With the recent release of a free tour guide and the implementation of seven interpretive signs by the Lower Delta Partnership, tourists can now retrace the Union’s ill-fated voyage at 11 historic stops between Vicksburg and Rolling Fork.
“It’s a great Sunday drive,” said Meg Cooper, coordinator of the Lower Delta Partnership. “For Civil War enthusiasts it will enhance their experience and understanding of the Vicksburg campaign, and it provides all tourists a chance to see the gorgeous scenery of the Delta.”
Fully taking in all of the stops will require at least four hours, said Cooper, but she suggests tourists include a lunch in Rolling Fork and turn the 100-mile round-trip drive into a full day of sightseeing in the Delta.
The Lower Delta Partnership put together the tour guide and interpretive signs with a $37,000 grant acquired through the National Park Service’s Lower Mississippi Delta Initiative program in 2006. The tour guides were printed last summer, but the project was completed last week when the signs were installed.
The first stop of the tour is at the USS Cairo Museum in the Vicksburg National Military Park. While the Cairo was not among the five gunboats on the expedition, VNMP Historian Terry Winschel said it will give people an idea of just how immense the ironclads attempting to navigate down the bayous and rivers were.
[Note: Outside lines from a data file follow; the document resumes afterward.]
PR #282, opened 2017-10-21
Add media_path() helper

datune:
I'll update the documentation if this is accepted.

### DIFF
--- a/src/Support/helpers.php
+++ b/src/Support/helpers.php
@@ -192,6 +192,20 @@ if (!function_exists('uploads_path'))
     }
 }
 
+if (!function_exists('media_path'))
+{
+    /**
+     * Get the relative path to the media folder.
+     *
+     * @param  string  $path
+     * @return string
+     */
+    function media_path($path = '')
+    {
+        return Config::get('cms.storage.media.path').($path ? '/'.$path : $path);
+    }
+}
+
 if (!function_exists('themes_path'))
 {
     /**
--- a/src/Support/helpers.php
+++ b/src/Support/helpers.php
@@ -202,7 +202,7 @@ if (!function_exists('media_path'))
      */
     function media_path($path = '')
     {
-        return Config::get('cms.storage.media.path').($path ? '/'.$path : $path);
+        return app('config')->get('cms.storage.media.path').($path ? '/'.$path : $path);
     }
 }
 
--- a/src/Support/helpers.php
+++ b/src/Support/helpers.php
@@ -195,14 +195,22 @@ if (!function_exists('uploads_path'))
 if (!function_exists('media_path'))
 {
     /**
-     * Get the relative path to the media folder.
+     * Get the relative path to the media folder if running within OctoberCMS.
      *
      * @param  string  $path
      * @return string
      */
     function media_path($path = '')
     {
-        return app('config')->get('cms.storage.media.path').($path ? '/'.$path : $path);
+        /**
+         * In theory, someone can use the October Library without using OctoberCMS fully by
+         * itself, which is why we can't directly reference things like cms.media.path
+         * */
+        if (app('config')->hasGroup('cms')) {
+            return app('config')->get('cms.storage.media.path').($path ? '/'.$path : $path);
+        }
+
+        return $path;
     }
 }
 


LukeTowers:
The concept is accepted, however I can't accept this implementation. See how the other path helpers are implemented? You'll need to implement that: https://github.com/octobercms/library/blob/master/src/Support/helpers.php#L205

In theory, someone can use the October Library without using OctoberCMS fully by itself, which is why we can't directly reference things like `cms.media.path` which would only be present in the full OctoberCMS instance.

Also, 

datune:
1. Sorry for the wrong branch, it gets confusing which repo accepts PR's to the master branch and which not...(docs, rainlab/builder, etc.. does accept them, octobercms does not, apparently library also not...)

2. I changed the implementation as per your request.

LukeTowers:
I almost feel like this would be better suited to being contained within the system module itself instead of the core library.

datune:
Well, I guess we could add it as a static method to [Cms.php](https://github.com/octobercms/october/blob/master/modules/cms/helpers/Cms.php)?

LukeTowers:
If all you want is a PHP method to accomplish the same affect as the `|media` Twig filter, that already exists. `\System\Classes\MediaLibrary::url($relativePath)` will get you the full URL to the image. If you would like to get the full path to the relativePath provided, then maybe we should look at adding a `::path($relativePath)` helper.

datune:
@LukeTowers If I wanted to accomplish that, I might as well just call Config::get('cms.storage.media.path'). The reason is to be consistent, there are a myriad of XXX_path() helpers available, but not a media_path(). That was my intention. to have a simple, GLOBAL helper. It's not that complicated now is it?

LukeTowers:
No need to break out the sarcasm @datune ;)
I suggested that because you suggested adding it as a static method to Cms.php. It's not quite as simple as the other path helpers because the Media Library is not quite as low level as plugins, themes, or even just the storage directory is. The media library is a piece of the System module, with the user interface in the Backend module.

datune:
@LukeTowers Aaaaw come on man, let me have a little sarcasm this early in the day (it's 07:45 over here) :-P Also, if you'll get what you give (telling me about the |media filter AND adding that is already exists, now who's being sarcastic ;-)

Well, I suggested Cms.php since it is already a Helper class, and I could not find any global helpers file for the system module (neither for the backend or cms module).  So where could we put it?

Luke, you're my only hope?

LukeTowers:
How is Cms.php a global helper? If we're going the route of static methods, then it would belong in the System\Classes\MediaLibrary class.

I'll allow the sarcasm, but only because it's my default form of communicating 😂

datune:
@LukeTowers I never said Cms.php is a global helper, I think you need some sleep man ;-) I said it is a Helper class, and because I could not find a global helper file, I suggested to use it ;-)

The point of it all is to have a short global helper function, just like all the others. If there's no appropiate place according to you, we might as well just forget about it.

TLDR:
Can use Config::get('cms.storage.media.path'), want to add media_path() to basically do the same.

LukeTowers:
The more I think about it the less it makes sense to have it available as a global helper function. If you want a better way to access the correct path other than the Config::get method I suggest adding a `::path()` method to the `System\Classes\MediaLibrary` instead. Thoughts?

datune:
I guess it depends on how you look at it. I can see where you are coming from in theory. But the MediaLibrary is not going anywhere, it seems like a pretty vital part of OctoberCMS, and sometimes you just gotta be (a) pragmatic (programmer). I can't personally see the harm in having a helper available to fetch the media path, after all, what's the difference of doing 

```php
public function decorateElement($imgName)
{
    return $this->element . '<img src="' . Config::get('cms.storage.media.path') . '/' . $imgName . '">';
}

```
all over your code versus
```php
public function decorateElement($imgName)
{
    return $this->element . '<img src="' . media_path($imgName) . '">';
}
```
Sure, we could go this route, and syntax wise I even prefer it, but this is splitting hairs. 

```php
public function decorateElement($imgName)
{
    return $this->element . '<img src="' . MediaLibrary::path($imgName) . '">';
}
```
The one thing I do agree with though, is there seems to be no appropiate place to add "global helper functions" outside of october core. So, in this case, it makes sense to keep it within the "scope" of the MediaLibrary class and add it as a static (helper) method. 

My original intention, for which, any time saving I might have ever achieved in the future you have now ruined times a hundred anyway, was to save time typing so much. I rue the day I came up with that silly idea, -)

If you're sure, I can add that method to MediaLibrary, but perhaps you'd like to give it another thought or five hundred? 

PS: I'm trying to be (in good fun) sarcastic, just in case I'm totally failing at it 🥇

PR #284, opened 2017-10-28
Allow singleton instances to be reset

jimcottrell:
Pretty straightforward. Discussion is in octobercms/october#3208.


LukeTowers:
I'll get @daftspunk to weigh in on these changes before merging, but thanks for your work so far!

daftspunk:
I like this idea a lot. Thanks!

PR #285, opened 2017-11-16
Throw exception when migration script is missing

harmenjanssen:
When you make a typo in the filename of a migration script, the script will be skipped
silently. It's not clear to the developer a script is skipped, and since
the plugin version is updated anyway, there also is no easy way to go
back a single version to re-execute the script.

This update makes sure the migration stops in its tracks and the error
won't slip through.


LukeTowers:
I believe this has been fixed by logging a warning instead.

PR #286, opened 2017-11-20
Black border on some cropped thumbnails

Fl0Cri:
## Environment
October build: 428
Php version: 7.0 64bits (tested on Windows and Linux)

## Reproduce steps
- Get an image with a non-black background (I used an uniform gray background of 1200x1600 px)
- Add this image using a `System\Models\File` relation (I used Rainlab Blog plugin)
- Create a cropped thumbnail to a smaller size (I did from twig `myImage.thumb(204, 272, 'crop')`)
- Note that in this particular case, the ratio of the original image and the thumbnail are same, but I suspect that other sizes could be problematic too.

## Actual result
The generated thumbnail get a black border of 1px width on the right side, like this:
thumb_1_204_272_0_0_crop

## Expected result
The thumbnail should be an uniform gray background without the black border, just like the source image.

## Proposed fix
By looking at the `October\Rain\Database\Attach\Resizer` class with a debugger, I found this funny situation at the end of the `resize()` method (I wrote the values coming from the debugger in red):
resizer php - october - visual studio code 2017-11-20 09 10 37

As you can see, `$cropStartX` should be 0 but get an unexpected value. Then, the `crop()` method will call the `imagecopyresampled()` function, which takes integers as parameters, so the value of `$cropStartX` will be cast to `-1` instead of 0.

The problem comes from the `$optimalWidth` variable which is not exactly `204`: in `getOptimalCrop()`, it's set to `1200 / (1200 / 204)`, so it gets a precision loss when computing the intermediate value.

My suggestion is to make a `round()` on the values returned by `getOptimalCrop()`, so width and height will both be clean integers. As all functions using these values takes integers as parameters, it should not be a big problem.
But one case that could theorically be problematic is when the other returned variable (`$optimalHeight` in my case) is between xx.5 and xx.999... : previously, it was floored, now it will be rounded to the upper integer.
In practice, I was not able to find image sizes where this has an influence.

### DIFF
--- a/src/Database/Attach/Resizer.php
+++ b/src/Database/Attach/Resizer.php
@@ -612,8 +612,8 @@ class Resizer
             $optimalRatio = $widthRatio;
         }
 
-        $optimalHeight = $this->height / $optimalRatio;
-        $optimalWidth  = $this->width  / $optimalRatio;
+        $optimalHeight = round($this->height / $optimalRatio);
+        $optimalWidth  = round($this->width  / $optimalRatio);
 
         return [$optimalWidth, $optimalHeight];
     }


LukeTowers:

LukeTowers:
@Fl0Cri This looks good, but you said that previously it would be floored, what's the rationale behind not continuing to do that, except more explicitly?

Fl0Cri:
Oops, sory for the wrong branch.

The reason why it needs to be rounded instead of floored is because when php computes `$optimalWidth`, for example with `1200 / (1200 / 204)`, it gets something like `203.9999...` instead of `204.0`.
If we try to floor this value (or cast it to an integer like the actual code is doing), we get `203` instead of `204`.
Demo: 
invite de commandes 2017-11-21 08 43 04

### Note
Here follows a long brain dump of the ways I explored and the tests I made, sory if it is not realy well explained, feel free to ask if you need complements or better explainations on a point.

### A ugly (imo) but easy solution
A solution that I taught about is that instead of simply rounding, we could do `floor(round($optimalWidth, 7));`. So that very small errors are rounded, then the result is floored: for example 203.999... is rounded to 204 then floored to 204 and other values like 271.85 are rounded to 271.85 then floored to 271 like in the previous code.
But I don't like this approach because the precision of the round we would make (I've put 7 arbitrary for the example) should be aware of some low level details to be accurate (we are dealing with the precision of the floating point representation made by php, and this precision is not the same between 32 or 64bits platforms).

### Simplification of what the code actually does and what goes wrong
As a complement of what I reported in the first post, here's a more detailed demonstration of how the resize() method performs (without the fix) with a source image of `1200x1600`, and a target image of `204x272`:
1. Get the optimal dimensions: `203.999x272` without the fix
1. Resize source image to optimal dimensions. As `imagecopyresampled()` takes integers as values, the resized image is `203x272`
1. Cropping: a new (black) "container" image is created using the requested dimensions (not the resized ones), so its size is `204x272`
1. The resized image is copied inside the cropped container, cutting overflowing parts (nothing overflows with these specific values).
1. But because the container is `204x272`, and the image that is copied inside is `203x272`, we can see the black background of the container at the right side of the image.

### Comparison between the current PR and actual code with chosen values
Now based on the previous demonstration, we can play with it and inject values that whould cause the dimensions of the image to behave differently than with the actual method:
- Example with src: `1200x1600`, target: `204x272` (the initial problem)
    - Optimal dimensions: `203.999x272.0` (without fix), `204x272` (with fix)
    - With the fix, everything will work fine
    - Without the fix, there will be a black border, see Demo above
- Example with src: `1200x1599`, target: `204x272`
    - Optimal dimensions: `204.127x272.0` (without fix), `204x272` (with fix)
    - Same result, both correct.
- Example with src: `1200x1594`, target: `204x272`
    - Optimal dimensions: `204.768x272.0` (without fix), `205x272` (with fix)
    - ~~If crop is disabled, resized image will match the requested size using the actual method, but be 1px wider than requested using the method of this PR~~
    - ~~But note that the images ratios are - initial: `0.75`, resized-actual: `0.7576`, resized-PR: `0.7537`. So the  image with the PR is a little bit less stretched.~~ _(if crop is disabled, optimal dimensions are not provided by the same method, I've let this here because it is useful to understand the next point)_
    - If crop is enabled, the dimensions of the resulting image will match the requested ones in both case, but with the new PR the image will have 1px cropped at the right, versus a few more stretching in the actual implementation.
- Example with src: `1200x1607`, target: `204x272`
    - Optimal dimensions: `203.999x273.19` (without fix), `204x273` (with fix)
    - The returned image will have a black border at the right side and be 1px cropped at the bottom (without fix), or idealy sized in width and cropped by 1px at the bottom (with fix).

### A more robust way, but that needs a bit more rewriting
An other way I am thinking just now would be to refactor the `getOptimalCrop()` to something like this (untested):
```PHP
protected function getOptimalCrop($newWidth, $newHeight)
    {
        $heightRatio = $this->height / $newHeight;
        $widthRatio  = $this->width /  $newWidth;
        $optimalHeight = $newHeight;
        $optimalWidth = $newWidth;

        if ($heightRatio < $widthRatio) {
            $optimalWidth = $this->width / $heightRatio;
        }
        else if ($heightRatio > $widthRatio) {
            $optimalHeight = $this->height/ $widthRatio;
        }
        
        return [$optimalWidth, $optimalHeight];
    }
```
The point here is to avoid the computation of an intermediate value and only touch the necessary values.
Result of this method should be exactly the same as with actual code, except that instead of `203.999...`, it will return directly `$newWidth` = `204`.

What do you think. Do you want me to update the PR with this code or leave it as is for now?

### Finally
I am not sure about what way is the best so I let you choose. If you need more info or better explainations, feel free to ask

LukeTowers:
@Fl0Cri thanks for the detailed write up. I'm thinking that for now we can merge your changes and if anyone in the future has something to add we might end up moving to the proposed separate method.

PR #289, opened 2017-11-24
Fixes an issue with static pages plugin

SaifurRahmanMohsin:
When a static page layout is created without any variable fields it throws an error `Call to a member function getFields() on null". This fixes that issue.


bennothommo:
This does not seem to occur with the latest versions of the Static Pages plugin. Please feel free to re-open the PR if it does still occur.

“No one had ever tried to take vessels that large down those waterways, and it almost ends up disastrously for the Union,” he said.
Rear Adm. David Dixon Porter of the U.S. Navy commanded the five gunboats that entered Steele Bayou from the Yazoo River on March 13 and 14. Although the bayous and rivers at that time were deeper and wider during spring flooding as there were no levees, the ironclads were nonetheless forced to travel single file with no room to maneuver or turn around. Maj. Gen. William T. Sherman coordinated and led a division of Union infantry to march in support of the gunboats.
The Union plan was to gain control of the Mississippi River and Yazoo River, and thereby isolate Vicksburg, by outflanking Confederate batteries north of the city at Snyder’s Bluff. The proposed route went nearly 30 miles up Steele Bayou to Black Bayou, 4 miles to Deer Creek and then 30 more miles to Rolling Fork Creek. From there, the Union hoped to navigate to the Yazoo River via the Big Sunflower River. They made it as far as Deer Creek at Rolling Fork before a skirmish with Rebels forced Porter to put the gunboats in reverse and spare having them overtaken by the Confederates.
“Not only were the Confederates felling trees in front of the Union gunboats, they were also felling trees behind them to prevent them from withdrawing,” explained Winschel.
Sherman’s troops were eventually able to hold off the Rebel attacks and aid the gunboats in backing out of the Steele Bayou Expedition less than two weeks after it was launched. Had the Confederates been able to capture the gunboats and use the Union weapons and supplies onboard for themselves, Winschel speculated the entire course of the Civil War could have been drastically altered.
“It could have had profound effects on the war in the western theater. Certainly, it could have delayed the fall of Vicksburg for an indefinite period of time,” said Winschel. “Had the Union fleet been lost there’s no telling what could have happened, but I dare say Dixon Porter would have been relieved from his duties, as would have Sherman and Grant.”
Winschel, who aided with the tour guide production, said the Steele Bayou Expedition tour furthers the park’s goal of providing a complete and accurate picture of the 18-month-long Vicksburg campaign and the events that led up to the historic 47-day siege of the city.
“The Vicksburg campaign is one of the largest and most complex military campaigns ever conducted, and there is so much more to it than the siege that it is commonly known for,” he said. “This tour really gives folks the opportunity to understand the complexity of the campaign, the magnitude of the operations and the different strategies of the Union forces as they try to take Vicksburg.”